The North Carolina Court of Appeals concluded that the " rear lamps" discussed in subsection (d) do not include brake lights, but, given the " other," it would at least have been reasonable to think they did. Both the majority and the dissent in the North Carolina Supreme Court so concluded, and we agree. See 366 N.C., at 282-283, 737 S.E.2d, at 358-359; id., at 283, 737 S.E.2d, at 359 (Hudson, J., dissenting) (calling the Court of Appeals' decision " surprising" ). This " stop lamp" provision, moreover, had never been previously construed by North Carolina's appellate courts. See id., at 283, 737 S.E.2d, at 359 (majority opinion). It was thus objectively reasonable for an officer in Sergeant Darisse's position to think that Heien's faulty right brake light was a violation of North Carolina law. And because the mistake of law was reasonable, there was reasonable suspicion justifying the stop.

Id. at 540.

[¶ 5] The basis of our holding in our original opinion was that even a good-faith but mistaken belief about what constitutes an infraction could not give rise to reasonable suspicion to make a traffic stop under the Fourth Amendment.[1] See Ransom v. State, 741 N.E.2d 419, 422 (Ind.Ct.App. 2000)

Page 295

(" Although a law enforcement officer's good faith belief that a person has committed a violation will justify a traffic stop..., an officer's mistaken belief about what constitutes a violation does not amount to good faith." ). After Heien, the basis for our original disposition is no longer good law.
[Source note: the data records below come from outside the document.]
Issue #377, opened 2015-01-01
Message Field does not always correctly receive focus on Windows


brynthomas:
if another app is in focus and you click on the text of a History Message inside Telegram, the Message Field does not receive focus. Anything you type gets lost. If you click on the History Message again then Telegram will correctly give the Message Field focus. If you enter the app via clicking on anything except the History Message (say the Cats 'n Dogs background) then the Message Field also correctly gains focus.

On Ubuntu 12.04 if one clicks on the text of a History Message while in another app, the Message Field correctly receives focus.

Seems to be a Windows only problem (but have not tried Mac OS).

telegramdesktop:
Should be fixed in 0.7.8 (the idea was not remove the text selection, if it was, when activating app by click in Windows, only by a second click on already active app), but if nothing is selected the message field should now get focus.

PR #378, opened 2015-01-01
Fixed focus problem when reentering the app by clicking History Message.

brynthomas:
Addresses issue: telegramdesktop/tdesktop#377

On Windows _dragWasInactive is set to true while clicking into the Telegram window. This prevents App::main()->activate() from being called, and instead of refocusing the Message Field, leaves the History Message incorrectly with focus even when nothing has been selected.

Tested on Windows 8.1 and Windows XP and it now appears to work correctly. (tested with selecting portions of items, as well as entire items to ensure focus isn't incorrectly given to the Message Field)

However, Ubuntu worked correctly with the previous code, and so unsure what this change will do on that platform. Do not have an Ubuntu or Mac OS dev environment in place to test there.


auchri:
Should be fixed, thank you :)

[¶ 6] The only question, then, is whether Officer Packard's belief that an infraction was being committed was objectively reasonable. To briefly reiterate, Officer Packard, when he encountered Williams's car, " observed that the passenger side taillight had a large hole in it that was allowing a significant amount of white light to emit out of it while it was in forward motion." Tr. p. 6. The hole was the size of approximately forty to fifty percent of the entire tail lamp with a " miniscule" amount of red light emitting from around the outer rim. Tr. p. 10. Officer Packard described the " unfiltered" white light as " overwhelming" the " filtered red light whose source was the same bulb." Tr. pp. 11-12. Officer Packard testified to his belief that " any white light emitting out of the rear of a vehicle while it [was] in forward was a violation of the statute." Tr. p. 9.
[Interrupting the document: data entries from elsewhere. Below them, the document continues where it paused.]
Issue #351, opened 2014-12-23
Permanent high CPU usage


mokrates:
Always uses 20 to 35% of my CPU even while doing nothing.
May be related to the constant "playing" of sound through pulseaudio.
(Xubuntu 14.10 i386)

ChrisCA:
With 0.7.7, this problem has been solved in Windows 8.1.
May you check this with Xubuntu?

halega:
Can you fix it for Linux too? PulseAudio uses 8-9% of the CPU permanently + Telegram 2-3% = 10-12% CPU when idle. It's really annoying when you work on a notebook: fans always on.

Telegram 0.7.7
Fedora 21 Workstation
Linux 3.17.8-300.fc21.x86_64
pulseaudio 5.0-25.fc21

paveless:
Linux openSUSE 13.2 i586 KDE.
PulseAudio uses 50% CPU, kmix 25% CPU.
Telegram not usable at all.
Multiple messages in console:
"ALSA lib pcm.c:7897:(snd_pcm_recover) underrun occurred"

marcoklv:
Permanent high CPU usage under Windows 8.1 64-bit Sytem Process usage 15-20 %. If i close
telegram desktop program fan stop and the system process in task monitor going down to normal work. If i start telegram: system process coming up to 15-20 % on cpu usage and fan start on laptop and never stop!

Telegram 0.7.17
XPS Dell Laptop
Windows 8.1 Pro 64bit
Intel® Core™ i7 CPU

mahmoodn:
Same 20%-25% CPU usage on windows 7 (64bit). It is really annoying but unlike linux, there is no precise tool on windows to pinpoint the root cause of this cpu usage. 

Desktop version is 0.7.17

telegramdesktop:
From version 0.8.22.dev pulseaudio (and any other audio) output should stop when there is nothing playing in tdesktop.

mahmoodn:
Still I see 15%-20% (on system process) cpu usage when telegram is running and the system is idle. I tested with 0.8.23.dev

halega:
It's OK with 0.8.24 version now. PulseAudio consumes 0% of CPU while there's no sound playing. Tested in Fedora Workstation 22 and Ubuntu 15.04. Thanks!

mahmoodn:
No. The problems still exists in Windows 7. I don't think this problem is going to be solved!
[...]

Issue #258, opened 2014-11-14
Tdesktop does not allow windows to suspend


santiquetzal:
If I have open Tdesktop my computer does not suspend automatically after x minutes (I have configurated 1 min to do this tests).

If I close Tdesktop my computer suspends automatically after x minutes

telegramdesktop:
Should be fixed, try the latest version 0.7.10.

Issue #229, opened 2014-11-02
Telegram prevents Windows 8.1 automatic sleep


thepillow86:
When telegram is opened, it prevents windows 8.1 from going into sleep mode, because it opens an audiostream. 
I found this through running the powercfg /requests command in CMD. 
Telegram opens a Realtek HD Audio stream:
---------------
C:\Windows\system32>powercfg /requests
DISPLAY:
None.

SYSTEM:
[DRIVER] Realtek High Definition Audio (HDAUDIO\FUNC_01&VEN_10EC&DEV_0668&SUBSYS
_102805FD&REV_1000\4&325a6d8c&0&0001)
An audio stream is currently in use.

AWAYMODE:
None.

EXECUTION:
None.

PERFBOOST:
None.

fefrei:
Let me add that this is extremely annoying.

In addition to the Audio Stream entry shown above, Telegram also causes this entry for me:

    [DRIVER] Legacy Kernel Caller

telegramdesktop:
Should be fixed, try the latest version 0.7.10.

fefrei:
I can confirm this is fixed. The audio stream opens on demand and closes soon after the sound has finished.

terraquian:
this problem was solved in the past but now occurs again (i'm a windows 10 user)

fefrei:
Are you sure this is the same problem? I cannot reproduce it.
Can you post an output of `powercfg /requests`?

terraquian:
certainly, it just try and does not happend. sorry :-(

Issue #191, opened 2014-10-07
use of audiodg.exe CPU


Digitalizer:
When you run the Telegram will begin "AUDIODG.EXE" CPU usage. 

The CPU Clock rise of laptops affected.

telegramdesktop:
From version 0.8.22.dev any audio output should stop when there is nothing playing in tdesktop.

PR #380, opened 2015-01-02
Changed to open audio stream on demand, rather than keeping it permanently open

brynthomas:
**Why:**

Keeping an audio stream open on Windows 8.1 prevents Windows from entering sleep.
Depending on the audio driver it can significantly increase CPU usage, in the form of AUDIODG.EXE on Windows or pulseaudio on Linux.
Depending on the audio driver it can force Windows to use high Timer Resolution, further draining battery.
(I sometimes have Telegram running in a Windows VM on my Mac, and having Telegram open and idle would use an extra 16% of a core. With this change it uses a negligible amount.)

**Addresses the following issues:**

telegramdesktop/tdesktop#229
telegramdesktop/tdesktop#258
telegramdesktop/tdesktop#351
telegramdesktop/tdesktop#176
telegramdesktop/tdesktop#191
telegramdesktop/tdesktop#179

**What changed:**

Split the audio initialisation (audioInit()) into separate methods:

1. Basic OpenAL setup was moved into AudioControl::setupCoreAL()
2. Loading the notification sound's WAV data was moved into AudioControl::loadNotificationWaveData()
3. Setting up the OpenAL buffers to play the notification sound was moved into AudioControl::setupNotificationAL()

This was split so that the notification sound's WAV data could be loaded once, even if the OpenAL specific commands needed to be rerun each time the audio stream was shut down and recreated.

Added a method AudioControl::audioRequired() that is called when the Notification Sound or a Voice Message is played, that resets up the audio stream if it has been shut down. It also resets the audio stream shutdown timer.

Added a timer method which gets executed after a few seconds of inactivity, and if no audio is playing (paused Voice Messages are still counted as playing), it will free buffers, sources, the audio context, and then close the device.

**Known implementation issue:**

If a Voice Message is paused in playback the audio stream will not shut down so as to maintain the context and position of playback. When you finish listening to the Voice Message, then the audio stream will shut down as normal.

Tested on Windows 8.1, Windows XP and Ubuntu 14.04

### DIFF
--- a/Telegram/SourceFiles/audio.cpp
+++ b/Telegram/SourceFiles/audio.cpp
@@ -109,15 +109,15 @@ VoiceMessages::~VoiceMessages() {
 
 	for (int32 i = 0; i < AudioVoiceMsgSimultaneously; ++i) {
 		alSourceStop(_data[i].source);
-		if (alIsBuffer(_data[i].buffers[0])) {
-			alDeleteBuffers(3, _data[i].buffers);
+        if (alIsSource(_data[i].source)) {
+            alDeleteSources(1, &_data[i].source);
+            _data[i].source = 0;
+        }
+        if (alIsBuffer(_data[i].buffers[0])) {
+            alDeleteBuffers(3, _data[i].buffers);
 			for (int32 j = 0; j < 3; ++j) {
 				_data[i].buffers[j] = _data[i].samplesCount[j] = 0;
 			}
-		}
-		if (alIsSource(_data[i].source)) {
-			alDeleteSources(1, &_data[i].source);
-			_data[i].source = 0;
 		}
 	}
 	_faderThread.quit();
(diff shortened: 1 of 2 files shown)


telegramdesktop:
I've tried to fix that by pausing audio thread in Windows mmdevapi audio backend, check out 0.7.7 version. It should handle paused voice messages as well.

ChrisCA:
I've tested 0.7.7 and it works correctly for me now.

halega:
Can you fix it for Linux too? PulseAudio uses 8-9% of the CPU permanently + Telegram 2-3% = 10-12% CPU when idle. It's really annoying when you work on a notebook: fans always on.

Telegram 0.7.7
Fedora 21 Workstation
Linux 3.17.8-300.fc21.x86_64
pulseaudio 5.0-25.fc21

brynthomas:
@telegramdesktop Great stuff, I see it's all working nicely on Windows now and with pauses. Hadn't really seen too much success from other people trying to get OpenAL to play nicely with suspension (think somebody had tried to get it to work with Blender that had a similar issue).

I suppose I was a little hesitant with doing a patch for a dependency like OpenAL just because it's one more thing to look after when updating to a newer version of OpenAL.

Was there a problem with the other backends (say Pulseaudio) and suspension so that the SuspendAndProcessSupported was restricted to Windows/MMDEVAPI?

telegramdesktop:
>Was there a problem with the other backends (say Pulseaudio) and suspension so that the SuspendAndProcessSupported was restricted to Windows/MMDEVAPI?

I've just didn't check that, because in mmdevapi I've made "Suspend" just with a "Stop" call and "Process" just with "Start" call, and I'm afraid different backends could be not ready for such an approach :)

Seems like I should check for pulseaudio as well, because it gives some problems to the users. I've made only mmdevapi because it was the only case where users had the problem.

vitaminace33:
@telegramdesktop I hope you can use this to solve #176.

auchri:
I think @telegramdesktop fixed that, thankt you @brynthomas for the PR :)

[¶ 7] We conclude that Officer Packard's belief, while ultimately mistaken, was reasonable. Indiana Code section 9-19-6-4 provides, in part, that " a motor vehicle ... that is registered in Indiana and manufactured or assembled after January 1, 1956, must be equipped with at least two (2) tail lamps mounted on the rear that, when lighted, ... emit[] a red light plainly visible from a distance of five hundred (500) feet to the rear." While we stand by our original determination that the statute, when read closely, does not prohibit other colors of light from also being emitted, it certainly implies as much. A reasonable person unversed in statutory interpretation would very likely read section 4 to mean, " A car must have at least two tail lamps which emit only red light, or at least so much as to appear almost completely red."

[¶ 8] This reading appears even more reasonable in cases such as this one, involving a broken tail lamp lens, which gives rise to the risk of dangerous confusion with a back-up lamp. Back-up lamps are not required in Indiana but, if present, " must be white or amber." Ind. Code § 9-19-6-8(c)(3). In practice, back-up lamps are nearly ubiquitous and, when present, are invariably white.[2] If one tail lamp is totally red and the other mostly white, one may well be unable to tell at a glance whether the vehicle in question is in forward or reverse gear, creating obvious safety issues. The danger presented by this situation was undoubtedly behind Officer Packard's testimony that he believed it to be an infraction for any white light to emit from the rear of a vehicle while that vehicle was in forward motion. In conclusion, while we agree that Williams was committing no infraction at the time he was stopped by Officer Packard, Officer Packard had a reasonable belief that he was, thereby justifying the stop. Consequently, the evidence seized as a result of the stop need not be suppressed. We grant the State's petition for rehearing and, reversing our prior disposition, affirm the judgment of the trial court.